TENTH. In furtherance and not in limitation of the powers conferred by the laws of the State of Delaware, the Board of Directors of the Corporation is expressly authorized:
To make, alter, amend, add to, revise, or repeal the By-Laws in any manner not contrary to the laws of the State of Delaware;
When and as authorized by an affirmative vote of the holders of a majority of the stock, to sell, lease or exchange all of the property and assets of the Corporation, including its good will and its corporate franchises, upon such terms and conditions and for such consideration as its Board of Directors shall deem expedient and for the best interest of the Corporation;
To submit any contract or act for approval or ratification to any annual meeting of the stockholders, or at any meeting of the stockholders called for the purpose of considering any such act or contract; and any contract or act that shall be approved or ratified by the vote of the holders of a majority of the issued and outstanding stock of this Corporation having voting power
which is represented in person or by proxy at such meeting (provided that a lawful quorum of such stockholders be there represented in person or by proxy), shall be as valid and as binding upon this Corporation and upon all of its stockholders as though it had been approved or ratified by all of the holders of the stock of this Corporation having voting rights, whether or not the contract or act would otherwise be open to legal or equitable attack because of the interest of any of the directors of this Corporation, or for any other reason.

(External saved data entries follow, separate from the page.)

PR #4586, opened 2024-06-13
feat: add identity service SMS login

rosvik:
closes https://github.com/AtB-AS/kundevendt/issues/18127

### DIFF
--- a/src/auth/use-is-backend-sms-auth-enabled.tsx
+++ b/src/auth/use-is-backend-sms-auth-enabled.tsx
@@ -4,12 +4,8 @@ import {StorageModelKeysEnum} from '@atb/storage';
 
 export const useIsBackendSmsAuthEnabled = () => {
   const {enable_backend_sms_auth} = useRemoteConfig();
-  const [debugOverride, _, debugOverrideReady] =
-  useBackendSmsAuthEnabledDebugOverride();
-  return [
-    debugOverride !== undefined ? debugOverride : enable_backend_sms_auth,
-    debugOverrideReady,
-  ];
+  const [debugOverride] = useBackendSmsAuthEnabledDebugOverride();
+  return debugOverride !== undefined ? debugOverride : enable_backend_sms_auth;
 };
 
 export const useBackendSmsAuthEnabledDebugOverride = () => {
--- a/src/api/identity.ts
+++ b/src/api/identity.ts
@@ -11,20 +11,26 @@ export const authenticateWithSms = async (
   });
 };
 
+/**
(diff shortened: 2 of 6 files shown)


reidzeibel:
@rosvik does it make sense to use react-query mutation for the login, or should we do it in the next iteration?

rosvik:
@reidzeibel The API calls here are triggered by clicking submit buttons only, so there's no need for dependency arrays and the other features useQuery provides. Just unnecessary complexity.

gorandalum:
I would prefer if it was using mutations, but as we want this out this week I think this is ok and we don't invest time on refactoring it now.

In general I think using react-query mutations gives code which is easier to read and is more maintainable. So on my part I don't think using react-query is adding complexity, it is more reducing it since part of the complexity is handled by react-query. Also note that mutations are not triggered by dependency arrays like queries are, so triggering them by user actions like a submit button is the way they are ment to be used.

src/auth/use-is-backend-sms-auth-enabled.tsx
```diff
@@ -4,12 +4,8 @@ import {StorageModelKeysEnum} from '@atb/storage';
...
 export const useIsBackendSmsAuthEnabled = () => {
   const {enable_backend_sms_auth} = useRemoteConfig();
-  const [debugOverride, _, debugOverrideReady] =
-  useBackendSmsAuthEnabledDebugOverride();
-  return [
-    debugOverride !== undefined ? debugOverride : enable_backend_sms_auth,
-    debugOverrideReady,
-  ];
+  const [debugOverride] = useBackendSmsAuthEnabledDebugOverride();
+  return debugOverride !== undefined ? debugOverride : enable_backend_sms_auth;
```
gorandalum, line 8: Should we have something in Firestore also for the feature-toggle? If we at some point see there is something really wrong with the new login flow, we probably want to be able to toggle it instantly, not letting the user wait up to 6 hours?

gorandalum (approved):

src/auth/use-is-backend-sms-auth-enabled.tsx
rosvik: Talked about it in the office now, and we concluded that a 6 hour delay for this is fine. We have Vipps as alternative and global messages for info if needed.

rosvik:
@gorandalum Ah, right. I'm mixing up useQuery and useMutation here. Still not sure what value a useMutation would add here, but maybe a good idea to look into. Keeping as is for now, so we can start testing this.

PR #4589, opened 2024-06-18
feat: extend travel search to also use id-based search when the location category is group_of_stop_places

jonasbrunvoll:
Closes https://github.com/AtB-AS/kundevendt/issues/18317

Some travel searches give different results in the app compared to the travel planner web. For instance, when searching for a trip from Geiranger to Dalsnibba in the travel planner web, it shows a direct bus trip. However, when performing the same search in app, this trip is displayed as a longer and unnecessary trip, where the final leg is the same as displayed in the travel planner web. 

I suggest that we first investigate the reason behind the difference in trip results between the app and the planner web. Once we understand the cause, we can discuss possible solutions to address this issue.

### How to replicate:
Search after Geiranger - Dalsnibba in both the app and the travel planner to view the difference. 
  
### Illustration
<details>
<Summary>screenshots/before</Summary>

| Travel planner web     | App |
| ----------- | ----------- |
| Image | Image |
| Image |  Image|

</details>

<details>
<Summary>screenshots/after</Summary>

| App | App |
| ----------- | ----------- |
| Screenshot_20240618_104908 | Screenshot_20240618_105027 |

</details>

### Proposed solution

Extend createQuery() to also use id-based search when the location category is GroupOfStopPlaces

### Test criteria 
- [ ] The app should provide the same search results as Entur and Travel Planner web


src/stacks-hierarchy/Root_TabNavigatorStack/TabNav_DashboardStack/Dashboard_TripSearchScreen/utils.ts
```diff
@@ -123,3 +123,14 @@ export const areDefaultFiltersSelected = (
   if (!transportModes || transportModes.length === 0) return false;
   return transportModes.every((tm) => tm.selectedAsDefault === tm.selected);
 };
+
+export const isVenue = (location: Location): boolean => {
+  return location.resultType === 'search' && location.layer === 'venue';
```
jorelosorio, line 128: Result type might not be related to a venue, perhaps only `location.layer === 'venue'` must be in the utility function.

src/stacks-hierarchy/Root_TabNavigatorStack/TabNav_DashboardStack/Dashboard_TripSearchScreen/utils.ts
```diff
@@ -123,3 +123,14 @@ export const areDefaultFiltersSelected = (
...
+};
+
+export const isGroupOfStopPlaces = (location: Location): boolean => {
+  return (
+    location.resultType === 'search' &&
+    location.category[0] === 'GroupOfStopPlaces'
```
jorelosorio, line 134: Consider to have some checks done before accessing the first category object.

marius-at-atb, line 134: `'GroupOfStopPlaces'` should be replaced by the enum `GROUP_OF_STOP_PLACES` directly

marius-at-atb (commented):
After simplifying `isVenue` and `isGroupOfStopPlaces` as noted by @jorelosorio, I think we also no longer need the tests, as it is will essentially be just an if condition.

Perhaps it is better to create a function like
```ts
const getSearchPlace = (location: Location) =>
  location.resultType === 'search' &&
  (isVenue(location) || isGroupOfStopPlaces(location))
    ? location.id
    : undefined;
```
And reuse for both `from` an `to`

src/stacks-hierarchy/Root_TabNavigatorStack/TabNav_DashboardStack/Dashboard_TripSearchScreen/utils.ts
jonasbrunvoll: Will do👍

src/stacks-hierarchy/Root_TabNavigatorStack/TabNav_DashboardStack/Dashboard_TripSearchScreen/utils.ts
jonasbrunvoll: Okey, will look at it👍

src/stacks-hierarchy/Root_TabNavigatorStack/TabNav_DashboardStack/Dashboard_TripSearchScreen/utils.ts
jonasbrunvoll: Ok, will fix👍

src/stacks-hierarchy/Root_TabNavigatorStack/TabNav_DashboardStack/Dashboard_TripSearchScreen/utils.ts
```diff
@@ -123,3 +118,21 @@ export const areDefaultFiltersSelected = (
...
+  return (
+    !!location.category?.length &&
+    location.category[0] === FeatureCategory.GROUP_OF_STOP_PLACES
+  );
+};
+
+export const getSearchPlace = (location: Location) =>
+  location.resultType === 'search' &&
+  (isVenue(location as SearchLocation) ||
+    isGroupOfStopPlaces(location as SearchLocation))
```
marius-at-atb, line 136: We usually want to avoid using `as`.
What you can do instead, is let `isVenue` and `isGroupOfStopPlaces` also accept `Location`, and then check if the location has the property you're looking for.

```ts
const isVenue = (location: Location): boolean => {
  return 'layer' in location && location.layer === 'venue';
};
```
And then the same for `isGroupOfStopPlaces`, but looking for `'category'` instead of `'layer'`

jonasbrunvoll: Nice to know. I´ll update the code👍

marius-at-atb (approved):
Nice!

PR #4592, opened 2024-06-18
refactor: create hook for updating Intercom Metadata

reidzeibel:
closes https://github.com/AtB-AS/kundevendt/issues/18137

Converts the metadata update into a react hook, so that we don't need to check for `enable_intercom` flag everytime we want to update user metadata. The check is now built into the hook itself, so we won't miss it whenever we need to update the metadata.


src/GeolocationContext.tsx
```diff
@@ -258,14 +257,12 @@ export const GeolocationContextProvider: React.FC = ({children}) => {
...
-          if (enable_intercom) {
-            await updateChatUserMetadata({'AtB-App-Location-Status': status});
-          }
+          updateMetadata({'AtB-App-Location-Status': status});
         }
       }
     }
     checkPermission();
-  }, [appStatus, state.status, enable_intercom]);
+  }, [appStatus, state.status, updateMetadata]);
```
jorelosorio, line 265: Looks good in general, my only concern might be to have this function in the dependencies, it might create some complications

reidzeibel: any suggestion how to deal with that dependency? 🤔

jorelosorio: I remember @gorandalum and I did a trick to remove it from dependencies, perhaps hr could refresh my memory here or if it is fine to do in that way.

gorandalum: Depends on what we want. Do we want the `checkPermission` function to rerun when the `enable_intercom`/`updateMetadata` is changed? Should some effects run when it is changed, and some not? Deciding this will a hint on the best way forward.

In general if we wan't to use something, but it shouldn't trigger rerenders, then it should be refs instead of state.

src/chat/metadata.ts
```diff
@@ -20,12 +22,21 @@ type Metadata = {
   'AtB-Beta-TripSearch': string;
 };
 
-export async function updateMetadata(metadata: Partial<Metadata>) {
-  const custom_attributes = pickBy(metadata, (v) => v !== undefined) as {
-    [key: string]: string;
-  };
+export const useIntercomMetadata = () => {
```
marius-at-atb, line 25: The file name should also be updated to `use-intercom-metadata.ts`

src/chat/user.ts
```diff
@@ -3,24 +3,25 @@ import {Dimensions, PixelRatio, Platform} from 'react-native';
...
   try {
     await Intercom.loginUnidentifiedUser();
-  } catch (error: any){
+  } catch (error: any) {
     // do nothing
   }
   await Intercom.setBottomPadding(Platform.OS === 'ios' ? 40 : 80);
+}
 
+export async function setIntercomUserData() {
```
marius-at-atb, line 16: Should be called `getIntercomUserData`

marius-at-atb (approved):
Nice!
Btw something to also consider for a future issue, is to remove the AtB-specific naming of all the data props.

reidzeibel:
@gorandalum I made the change as suggested, ready for another review.

jorelosorio (approved):
I guess it was ok to keep functions inside the useEffect deps.

gorandalum (approved):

By resolution passed by a majority of the whole board, to designate one or more committees, each committee to consist of two or more of the directors of the Corporation, which, to the extent provided in the resolution or in the By-Laws of the Corporation, shall have and may exercise the powers of the Board of Directors in the management of the business and affairs of the Corporation, and may authorize the seal of the Corporation to be affixed to all papers which may require it. Such committee or committees shall have such name or names as may be stated in the By-Laws of the Corporation or as may be determined from time to time by resolution by the Board of Directors.
A majority of the stock issued and outstanding of this Corporation having voting power may in the By-Laws confer powers additional to the foregoing upon the directors, in addition to the powers and authorities expressly conferred upon them by law.
ELEVENTH. No contract or other transaction between this Corporation and any other corporation, whether or not a majority of the shares of the capital stock of such other corporation is owned by this Corporation, and no act of this Corporation shall in any way be affected or invalidated by the fact that any of the directors of this Corporation are pecuniarily or otherwise interested in, or are directors or officers of such other corporation; any director individually, or any firm of which such director may be a member, may be a party to, or may be pecuniarily or other-
wise interested in, any contract or transaction of this Corporation, provided that the fact that he or such firm is so interested shall be disclosed or shall have been known to the Board of Directors, or a majority thereof; and any director of this Corporation who is also a director or officer of such other corporation, or who is so interested, may be counted in determining the existence of a quorum at any meeting of the Board of Directors of this Corporation which shall authorize such contract or transaction, with like force and effect as if he were not such director or officer of such other corporation or not so interested.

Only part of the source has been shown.